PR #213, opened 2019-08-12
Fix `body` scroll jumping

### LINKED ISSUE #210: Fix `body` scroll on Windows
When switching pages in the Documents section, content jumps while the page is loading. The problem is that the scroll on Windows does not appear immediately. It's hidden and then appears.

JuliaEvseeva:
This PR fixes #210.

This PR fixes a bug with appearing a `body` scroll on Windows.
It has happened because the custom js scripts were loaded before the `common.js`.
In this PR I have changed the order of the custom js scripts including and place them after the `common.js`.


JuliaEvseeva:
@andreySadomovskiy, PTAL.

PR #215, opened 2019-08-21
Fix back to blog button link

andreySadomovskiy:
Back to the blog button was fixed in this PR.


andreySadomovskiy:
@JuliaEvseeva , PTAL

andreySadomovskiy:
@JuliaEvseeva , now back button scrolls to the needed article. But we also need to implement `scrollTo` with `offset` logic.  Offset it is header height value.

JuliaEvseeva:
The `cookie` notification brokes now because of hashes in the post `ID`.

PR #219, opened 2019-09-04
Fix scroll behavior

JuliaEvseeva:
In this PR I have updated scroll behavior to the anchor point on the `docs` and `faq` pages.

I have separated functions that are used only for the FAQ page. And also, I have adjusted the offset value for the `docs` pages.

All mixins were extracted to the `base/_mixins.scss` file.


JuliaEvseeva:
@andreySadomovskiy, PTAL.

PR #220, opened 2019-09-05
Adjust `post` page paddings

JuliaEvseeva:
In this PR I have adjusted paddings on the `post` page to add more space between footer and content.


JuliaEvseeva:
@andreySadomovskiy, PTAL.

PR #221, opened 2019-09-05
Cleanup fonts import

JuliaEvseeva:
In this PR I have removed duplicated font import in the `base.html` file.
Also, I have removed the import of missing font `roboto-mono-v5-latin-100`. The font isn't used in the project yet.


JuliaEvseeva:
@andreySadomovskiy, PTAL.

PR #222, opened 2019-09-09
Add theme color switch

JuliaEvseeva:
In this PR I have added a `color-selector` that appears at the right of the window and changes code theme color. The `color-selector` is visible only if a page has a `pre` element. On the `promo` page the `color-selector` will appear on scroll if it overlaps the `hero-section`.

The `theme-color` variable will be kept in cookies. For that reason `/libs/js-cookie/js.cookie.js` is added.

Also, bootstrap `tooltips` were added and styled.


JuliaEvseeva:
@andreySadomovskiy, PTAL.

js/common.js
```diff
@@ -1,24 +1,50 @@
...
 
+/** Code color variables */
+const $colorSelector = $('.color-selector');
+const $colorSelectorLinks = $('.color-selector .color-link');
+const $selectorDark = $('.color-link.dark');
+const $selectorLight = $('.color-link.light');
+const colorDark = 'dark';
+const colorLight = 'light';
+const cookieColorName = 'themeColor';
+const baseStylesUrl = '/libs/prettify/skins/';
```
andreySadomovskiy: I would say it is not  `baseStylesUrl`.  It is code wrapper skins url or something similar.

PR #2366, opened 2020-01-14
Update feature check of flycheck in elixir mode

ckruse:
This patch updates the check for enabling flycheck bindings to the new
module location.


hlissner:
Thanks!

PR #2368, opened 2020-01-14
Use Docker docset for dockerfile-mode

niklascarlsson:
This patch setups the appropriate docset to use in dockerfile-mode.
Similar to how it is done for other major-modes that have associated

* * *

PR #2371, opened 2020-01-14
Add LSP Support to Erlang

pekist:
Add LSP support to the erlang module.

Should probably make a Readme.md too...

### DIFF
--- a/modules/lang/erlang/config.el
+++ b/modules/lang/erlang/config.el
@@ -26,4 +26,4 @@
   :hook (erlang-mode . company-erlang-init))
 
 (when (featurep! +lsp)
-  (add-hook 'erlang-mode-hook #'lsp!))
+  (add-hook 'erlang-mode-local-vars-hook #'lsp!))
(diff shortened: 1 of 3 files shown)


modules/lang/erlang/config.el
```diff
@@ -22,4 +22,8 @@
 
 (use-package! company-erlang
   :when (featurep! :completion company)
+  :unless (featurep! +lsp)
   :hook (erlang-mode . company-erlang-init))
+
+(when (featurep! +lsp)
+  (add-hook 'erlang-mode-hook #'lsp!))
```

---

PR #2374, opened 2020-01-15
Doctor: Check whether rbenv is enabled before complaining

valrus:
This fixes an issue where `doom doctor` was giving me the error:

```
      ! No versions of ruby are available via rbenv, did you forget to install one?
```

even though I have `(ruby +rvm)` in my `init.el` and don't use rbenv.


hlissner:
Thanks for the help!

◆ **Aim of the task**
Within the material above, show every line that includes "post".

◆ **Reply to the exercise**
The `cookie` notification brokes now because of hashes in the post `ID`.
Adjust `post` page paddings
In this PR I have adjusted paddings on the `post` page to add more space between footer and content.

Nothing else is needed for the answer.